BEGIN

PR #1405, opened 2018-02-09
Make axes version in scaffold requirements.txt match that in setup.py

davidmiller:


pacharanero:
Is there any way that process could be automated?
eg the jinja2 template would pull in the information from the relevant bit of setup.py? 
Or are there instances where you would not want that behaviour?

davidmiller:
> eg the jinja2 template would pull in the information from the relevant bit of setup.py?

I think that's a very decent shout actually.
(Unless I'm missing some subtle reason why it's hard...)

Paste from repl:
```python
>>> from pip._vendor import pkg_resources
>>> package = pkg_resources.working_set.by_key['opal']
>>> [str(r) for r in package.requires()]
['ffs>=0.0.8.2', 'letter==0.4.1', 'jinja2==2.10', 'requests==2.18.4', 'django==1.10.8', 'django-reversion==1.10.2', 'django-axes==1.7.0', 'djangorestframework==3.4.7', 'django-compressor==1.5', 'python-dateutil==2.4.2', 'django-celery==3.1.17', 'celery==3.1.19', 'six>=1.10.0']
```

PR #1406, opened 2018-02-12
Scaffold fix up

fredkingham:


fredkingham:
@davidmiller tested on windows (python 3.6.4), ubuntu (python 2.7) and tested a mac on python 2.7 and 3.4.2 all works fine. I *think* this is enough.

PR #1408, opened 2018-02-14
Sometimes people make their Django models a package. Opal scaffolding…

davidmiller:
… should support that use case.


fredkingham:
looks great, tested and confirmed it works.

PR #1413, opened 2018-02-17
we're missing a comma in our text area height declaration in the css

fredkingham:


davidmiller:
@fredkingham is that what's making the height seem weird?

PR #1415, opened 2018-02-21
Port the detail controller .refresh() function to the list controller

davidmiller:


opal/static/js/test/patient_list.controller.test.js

END

» WHAT TO DO
Search the listing for the word "template". Copy every line in which it occurs.

» ANSWER TO THIS TASK
eg the jinja2 template would pull in the information from the relevant bit of setup.py? 
> eg the jinja2 template would pull in the information from the relevant bit of setup.py?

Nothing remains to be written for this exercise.